**** RECORD EXCERPTS
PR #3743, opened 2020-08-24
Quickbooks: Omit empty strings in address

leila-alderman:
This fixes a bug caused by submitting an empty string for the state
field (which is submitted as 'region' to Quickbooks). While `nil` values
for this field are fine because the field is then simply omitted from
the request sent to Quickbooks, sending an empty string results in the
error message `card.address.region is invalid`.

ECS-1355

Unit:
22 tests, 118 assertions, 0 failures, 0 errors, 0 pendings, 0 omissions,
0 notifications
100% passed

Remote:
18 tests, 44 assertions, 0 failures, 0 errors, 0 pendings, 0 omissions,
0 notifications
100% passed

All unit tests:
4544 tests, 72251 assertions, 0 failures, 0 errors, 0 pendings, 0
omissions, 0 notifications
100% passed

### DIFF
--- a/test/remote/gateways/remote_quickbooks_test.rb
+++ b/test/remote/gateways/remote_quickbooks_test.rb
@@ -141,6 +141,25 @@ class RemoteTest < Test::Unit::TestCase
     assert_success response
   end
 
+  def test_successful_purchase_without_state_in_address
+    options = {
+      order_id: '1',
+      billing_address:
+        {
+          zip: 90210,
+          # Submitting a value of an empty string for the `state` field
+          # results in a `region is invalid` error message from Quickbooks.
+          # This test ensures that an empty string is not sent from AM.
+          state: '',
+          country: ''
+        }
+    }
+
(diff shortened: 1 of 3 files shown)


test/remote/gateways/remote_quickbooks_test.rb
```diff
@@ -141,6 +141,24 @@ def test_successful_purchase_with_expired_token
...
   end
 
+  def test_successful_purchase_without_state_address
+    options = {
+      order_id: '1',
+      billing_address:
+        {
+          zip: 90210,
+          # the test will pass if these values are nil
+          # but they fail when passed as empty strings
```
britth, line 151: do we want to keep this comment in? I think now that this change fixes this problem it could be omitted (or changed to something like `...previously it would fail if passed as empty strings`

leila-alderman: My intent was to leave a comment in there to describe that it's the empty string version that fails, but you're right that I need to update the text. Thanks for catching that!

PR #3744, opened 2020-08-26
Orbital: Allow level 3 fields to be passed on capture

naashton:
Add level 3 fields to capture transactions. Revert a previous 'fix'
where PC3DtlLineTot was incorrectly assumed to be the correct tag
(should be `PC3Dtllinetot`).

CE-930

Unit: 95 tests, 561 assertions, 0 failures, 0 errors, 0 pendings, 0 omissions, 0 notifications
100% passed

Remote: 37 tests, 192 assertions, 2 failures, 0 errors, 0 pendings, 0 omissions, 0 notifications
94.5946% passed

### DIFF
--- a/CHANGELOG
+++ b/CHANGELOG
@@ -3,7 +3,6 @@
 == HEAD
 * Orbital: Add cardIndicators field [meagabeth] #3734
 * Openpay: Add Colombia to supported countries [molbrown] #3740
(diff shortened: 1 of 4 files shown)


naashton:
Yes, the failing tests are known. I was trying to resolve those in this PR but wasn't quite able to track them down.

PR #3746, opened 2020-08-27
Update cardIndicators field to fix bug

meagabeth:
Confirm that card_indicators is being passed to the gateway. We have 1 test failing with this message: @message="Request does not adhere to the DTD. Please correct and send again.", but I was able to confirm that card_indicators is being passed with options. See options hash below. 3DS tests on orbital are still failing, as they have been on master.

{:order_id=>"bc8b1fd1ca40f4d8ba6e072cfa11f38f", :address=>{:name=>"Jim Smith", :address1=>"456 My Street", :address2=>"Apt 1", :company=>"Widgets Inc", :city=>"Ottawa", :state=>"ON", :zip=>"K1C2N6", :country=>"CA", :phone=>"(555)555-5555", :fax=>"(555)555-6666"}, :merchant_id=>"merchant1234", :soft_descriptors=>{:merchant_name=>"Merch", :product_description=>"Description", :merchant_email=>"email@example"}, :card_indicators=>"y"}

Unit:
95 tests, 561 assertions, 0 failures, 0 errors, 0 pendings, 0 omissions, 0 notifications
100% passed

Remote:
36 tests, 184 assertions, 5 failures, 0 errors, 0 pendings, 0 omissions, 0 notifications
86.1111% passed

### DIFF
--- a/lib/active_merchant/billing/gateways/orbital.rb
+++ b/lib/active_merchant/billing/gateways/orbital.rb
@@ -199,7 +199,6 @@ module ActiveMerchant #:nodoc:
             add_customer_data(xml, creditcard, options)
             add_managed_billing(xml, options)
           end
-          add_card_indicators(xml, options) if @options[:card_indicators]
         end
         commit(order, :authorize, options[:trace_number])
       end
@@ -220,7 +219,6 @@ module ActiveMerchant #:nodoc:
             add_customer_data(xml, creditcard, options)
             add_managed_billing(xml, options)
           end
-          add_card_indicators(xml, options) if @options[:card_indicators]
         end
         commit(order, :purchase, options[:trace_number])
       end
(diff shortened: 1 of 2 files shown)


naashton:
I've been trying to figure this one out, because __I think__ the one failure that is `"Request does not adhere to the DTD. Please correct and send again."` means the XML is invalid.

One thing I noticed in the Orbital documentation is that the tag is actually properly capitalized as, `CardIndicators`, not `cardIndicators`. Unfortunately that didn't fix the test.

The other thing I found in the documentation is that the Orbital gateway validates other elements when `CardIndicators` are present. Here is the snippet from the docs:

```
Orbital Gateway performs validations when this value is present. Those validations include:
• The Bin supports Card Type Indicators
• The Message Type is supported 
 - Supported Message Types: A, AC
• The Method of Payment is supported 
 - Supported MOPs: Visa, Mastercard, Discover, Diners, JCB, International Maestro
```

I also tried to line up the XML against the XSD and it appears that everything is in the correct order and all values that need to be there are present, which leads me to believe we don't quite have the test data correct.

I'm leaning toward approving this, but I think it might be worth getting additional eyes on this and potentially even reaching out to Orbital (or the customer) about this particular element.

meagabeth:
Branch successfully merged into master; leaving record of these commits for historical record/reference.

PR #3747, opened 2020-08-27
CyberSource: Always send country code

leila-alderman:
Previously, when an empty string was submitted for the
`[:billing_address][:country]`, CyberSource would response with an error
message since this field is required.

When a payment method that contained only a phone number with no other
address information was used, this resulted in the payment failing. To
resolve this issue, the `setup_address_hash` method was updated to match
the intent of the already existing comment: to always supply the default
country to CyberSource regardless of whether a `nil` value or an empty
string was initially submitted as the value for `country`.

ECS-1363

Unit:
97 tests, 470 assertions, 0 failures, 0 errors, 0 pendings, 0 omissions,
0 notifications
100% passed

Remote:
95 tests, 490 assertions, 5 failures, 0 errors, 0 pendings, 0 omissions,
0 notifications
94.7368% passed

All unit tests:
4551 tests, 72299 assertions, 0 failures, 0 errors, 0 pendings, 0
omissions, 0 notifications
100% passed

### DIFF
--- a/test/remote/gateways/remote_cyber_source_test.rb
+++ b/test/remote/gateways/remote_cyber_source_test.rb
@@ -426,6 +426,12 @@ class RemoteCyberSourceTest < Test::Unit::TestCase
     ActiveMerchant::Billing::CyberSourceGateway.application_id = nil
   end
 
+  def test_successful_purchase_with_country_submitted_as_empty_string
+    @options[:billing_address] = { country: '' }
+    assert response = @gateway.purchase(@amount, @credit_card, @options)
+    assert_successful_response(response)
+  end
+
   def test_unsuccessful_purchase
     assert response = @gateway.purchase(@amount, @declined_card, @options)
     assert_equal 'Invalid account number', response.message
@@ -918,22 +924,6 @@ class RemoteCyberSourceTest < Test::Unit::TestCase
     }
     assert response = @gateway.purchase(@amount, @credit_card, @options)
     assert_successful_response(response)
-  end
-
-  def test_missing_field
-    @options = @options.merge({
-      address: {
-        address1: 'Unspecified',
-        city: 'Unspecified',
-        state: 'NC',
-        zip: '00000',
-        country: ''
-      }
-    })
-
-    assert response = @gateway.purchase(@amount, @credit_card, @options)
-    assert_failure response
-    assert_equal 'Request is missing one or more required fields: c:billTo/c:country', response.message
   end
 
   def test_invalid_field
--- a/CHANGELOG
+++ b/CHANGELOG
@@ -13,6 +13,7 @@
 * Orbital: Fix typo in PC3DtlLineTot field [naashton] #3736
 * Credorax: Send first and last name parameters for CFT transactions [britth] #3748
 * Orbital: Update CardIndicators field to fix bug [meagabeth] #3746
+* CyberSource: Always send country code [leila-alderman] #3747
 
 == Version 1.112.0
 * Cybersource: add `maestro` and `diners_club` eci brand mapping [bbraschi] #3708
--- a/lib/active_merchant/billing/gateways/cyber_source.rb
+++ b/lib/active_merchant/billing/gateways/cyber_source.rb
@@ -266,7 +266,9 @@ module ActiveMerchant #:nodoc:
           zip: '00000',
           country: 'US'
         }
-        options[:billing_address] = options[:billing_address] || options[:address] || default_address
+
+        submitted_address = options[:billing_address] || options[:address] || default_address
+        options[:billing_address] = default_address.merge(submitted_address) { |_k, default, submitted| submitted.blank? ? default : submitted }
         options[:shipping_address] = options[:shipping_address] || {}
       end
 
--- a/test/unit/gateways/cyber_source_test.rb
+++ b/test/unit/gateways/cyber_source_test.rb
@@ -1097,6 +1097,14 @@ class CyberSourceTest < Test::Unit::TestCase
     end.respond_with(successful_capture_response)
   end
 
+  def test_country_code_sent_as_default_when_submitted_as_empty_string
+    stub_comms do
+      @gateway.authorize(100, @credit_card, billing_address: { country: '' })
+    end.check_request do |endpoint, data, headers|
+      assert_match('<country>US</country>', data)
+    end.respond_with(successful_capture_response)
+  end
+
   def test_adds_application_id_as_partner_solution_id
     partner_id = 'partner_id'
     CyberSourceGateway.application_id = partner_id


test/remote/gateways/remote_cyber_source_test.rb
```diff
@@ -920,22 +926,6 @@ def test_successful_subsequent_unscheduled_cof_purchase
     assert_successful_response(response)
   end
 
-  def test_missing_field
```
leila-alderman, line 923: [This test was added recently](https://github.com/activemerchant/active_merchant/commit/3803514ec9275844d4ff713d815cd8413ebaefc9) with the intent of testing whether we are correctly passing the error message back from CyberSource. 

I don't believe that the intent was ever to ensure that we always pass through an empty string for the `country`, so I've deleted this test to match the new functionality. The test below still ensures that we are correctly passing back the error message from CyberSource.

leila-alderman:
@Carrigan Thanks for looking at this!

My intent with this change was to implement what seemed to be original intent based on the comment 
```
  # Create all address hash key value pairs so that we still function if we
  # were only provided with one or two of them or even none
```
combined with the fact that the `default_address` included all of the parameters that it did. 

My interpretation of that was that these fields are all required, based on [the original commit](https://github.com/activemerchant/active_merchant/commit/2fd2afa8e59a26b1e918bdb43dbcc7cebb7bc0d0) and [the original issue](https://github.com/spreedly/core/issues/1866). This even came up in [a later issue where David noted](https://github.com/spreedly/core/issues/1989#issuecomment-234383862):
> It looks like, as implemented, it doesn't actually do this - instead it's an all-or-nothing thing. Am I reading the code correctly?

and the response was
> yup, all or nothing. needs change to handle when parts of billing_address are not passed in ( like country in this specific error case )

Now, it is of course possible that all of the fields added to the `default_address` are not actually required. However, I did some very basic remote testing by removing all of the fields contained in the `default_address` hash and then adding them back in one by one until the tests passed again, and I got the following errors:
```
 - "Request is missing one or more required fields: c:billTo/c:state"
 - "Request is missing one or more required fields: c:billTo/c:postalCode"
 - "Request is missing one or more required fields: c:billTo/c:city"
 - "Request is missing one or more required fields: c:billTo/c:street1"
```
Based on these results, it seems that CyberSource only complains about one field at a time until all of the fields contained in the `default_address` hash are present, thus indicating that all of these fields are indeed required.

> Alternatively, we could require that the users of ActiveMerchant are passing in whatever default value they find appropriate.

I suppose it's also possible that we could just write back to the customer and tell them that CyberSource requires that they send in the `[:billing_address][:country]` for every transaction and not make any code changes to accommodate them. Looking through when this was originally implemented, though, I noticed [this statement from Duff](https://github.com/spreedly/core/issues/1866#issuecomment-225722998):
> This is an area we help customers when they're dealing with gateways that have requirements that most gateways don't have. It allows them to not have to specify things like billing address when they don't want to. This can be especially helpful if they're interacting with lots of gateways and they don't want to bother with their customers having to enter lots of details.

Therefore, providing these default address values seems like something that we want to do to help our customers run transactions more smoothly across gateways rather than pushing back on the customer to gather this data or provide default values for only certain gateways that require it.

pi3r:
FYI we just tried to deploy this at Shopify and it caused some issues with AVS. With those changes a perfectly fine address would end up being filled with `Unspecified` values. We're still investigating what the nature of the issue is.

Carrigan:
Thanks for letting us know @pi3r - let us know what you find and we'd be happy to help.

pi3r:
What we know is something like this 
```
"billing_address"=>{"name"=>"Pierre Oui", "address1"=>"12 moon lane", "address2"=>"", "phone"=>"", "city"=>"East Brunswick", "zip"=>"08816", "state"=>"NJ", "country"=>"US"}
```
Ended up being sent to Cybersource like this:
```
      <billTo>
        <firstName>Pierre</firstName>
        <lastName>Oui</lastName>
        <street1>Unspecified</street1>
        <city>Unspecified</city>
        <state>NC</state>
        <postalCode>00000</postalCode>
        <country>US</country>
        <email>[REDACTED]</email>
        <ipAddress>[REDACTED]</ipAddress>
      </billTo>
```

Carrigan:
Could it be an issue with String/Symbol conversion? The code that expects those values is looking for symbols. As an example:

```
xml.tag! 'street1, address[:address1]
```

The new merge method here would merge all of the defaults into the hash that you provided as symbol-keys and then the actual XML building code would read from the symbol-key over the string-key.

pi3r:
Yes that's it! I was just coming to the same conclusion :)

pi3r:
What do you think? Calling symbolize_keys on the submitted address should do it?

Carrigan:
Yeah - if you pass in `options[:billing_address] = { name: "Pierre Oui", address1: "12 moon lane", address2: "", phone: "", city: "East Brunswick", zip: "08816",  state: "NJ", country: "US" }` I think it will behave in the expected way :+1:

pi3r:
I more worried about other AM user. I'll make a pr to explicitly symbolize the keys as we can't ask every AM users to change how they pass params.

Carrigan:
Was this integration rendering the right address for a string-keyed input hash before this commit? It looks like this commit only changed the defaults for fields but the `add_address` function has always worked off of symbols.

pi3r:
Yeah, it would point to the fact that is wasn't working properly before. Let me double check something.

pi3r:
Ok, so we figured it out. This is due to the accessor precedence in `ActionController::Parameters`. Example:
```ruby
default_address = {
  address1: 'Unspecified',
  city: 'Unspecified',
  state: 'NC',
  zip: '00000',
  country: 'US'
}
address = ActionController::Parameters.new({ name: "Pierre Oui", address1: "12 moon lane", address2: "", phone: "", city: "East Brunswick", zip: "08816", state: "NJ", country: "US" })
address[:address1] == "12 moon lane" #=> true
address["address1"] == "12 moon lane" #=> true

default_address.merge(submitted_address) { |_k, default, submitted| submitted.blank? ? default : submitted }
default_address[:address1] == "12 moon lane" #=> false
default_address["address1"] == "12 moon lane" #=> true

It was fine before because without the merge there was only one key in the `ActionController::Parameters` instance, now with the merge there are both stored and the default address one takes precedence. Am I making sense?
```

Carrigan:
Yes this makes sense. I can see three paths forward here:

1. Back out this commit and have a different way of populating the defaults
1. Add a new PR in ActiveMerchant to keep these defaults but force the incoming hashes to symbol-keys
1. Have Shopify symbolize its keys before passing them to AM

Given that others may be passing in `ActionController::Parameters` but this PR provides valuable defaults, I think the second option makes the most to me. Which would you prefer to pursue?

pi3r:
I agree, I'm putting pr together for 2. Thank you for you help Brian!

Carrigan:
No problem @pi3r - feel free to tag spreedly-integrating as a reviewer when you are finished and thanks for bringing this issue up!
********
**PROBLEM DETAILS**
Give back the records above exactly, limited to the lines between the one holding "they find appropriate." and the one holding "lots of details.", inclusive.

**RESULT BELOW**
> Alternatively, we could require that the users of ActiveMerchant are passing in whatever default value they find appropriate.

I suppose it's also possible that we could just write back to the customer and tell them that CyberSource requires that they send in the `[:billing_address][:country]` for every transaction and not make any code changes to accommodate them. Looking through when this was originally implemented, though, I noticed [this statement from Duff](https://github.com/spreedly/core/issues/1866#issuecomment-225722998):
> This is an area we help customers when they're dealing with gateways that have requirements that most gateways don't have. It allows them to not have to specify things like billing address when they don't want to. This can be especially helpful if they're interacting with lots of gateways and they don't want to bother with their customers having to enter lots of details.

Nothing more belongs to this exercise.